PR #4171, opened 2019-08-06
Fix typo: requestes -> requests

kirillDanshin:

PR #4172, opened 2019-08-07
Migrate DOCKER_CLI_EXPERIMENTAL and GOPROXY env from travis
----
» PROBLEM TO SOLVE:
Locate the line that contains "PR #4172, opened 2019-08-07", then please quote it and every line after it to the end of the entries above, exactly and with nothing else.

» SOLUTION TO THIS PROBLEM:
PR #4172, opened 2019-08-07
Migrate DOCKER_CLI_EXPERIMENTAL and GOPROXY env from travis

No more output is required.